Aim of the task: Quote all of the entries word for word.
[Opening Input for this task section]
PR #1331, opened 2022-07-06
retryer implementation to handle throttling exceptions on AWS 

stanssh:
This change is an adaption of [#387](https://github.com/external-secrets/external-secrets/issues/387) / [#442](https://github.com/external-secrets/external-secrets/pull/442) for AWS provider  
that should address [#491](https://github.com/external-secrets/kubernetes-external-secrets/issues/491) (which, as I get from the context, is AWS-specific)

### DIFF
--- a/docs/snippets/full-secret-store.yaml
+++ b/docs/snippets/full-secret-store.yaml
@@ -14,7 +14,7 @@ spec:
   # You can specify retry settings for the http connection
[Closing Input for this task section]
Task response:
PR #1331, opened 2022-07-06
retryer implementation to handle throttling exceptions on AWS 

stanssh:
This change is an adaption of [#387](https://github.com/external-secrets/external-secrets/issues/387) / [#442](https://github.com/external-secrets/external-secrets/pull/442) for AWS provider  
that should address [#491](https://github.com/external-secrets/kubernetes-external-secrets/issues/491) (which, as I get from the context, is AWS-specific)

### DIFF
--- a/docs/snippets/full-secret-store.yaml
+++ b/docs/snippets/full-secret-store.yaml
@@ -14,7 +14,7 @@ spec:
   # You can specify retry settings for the http connection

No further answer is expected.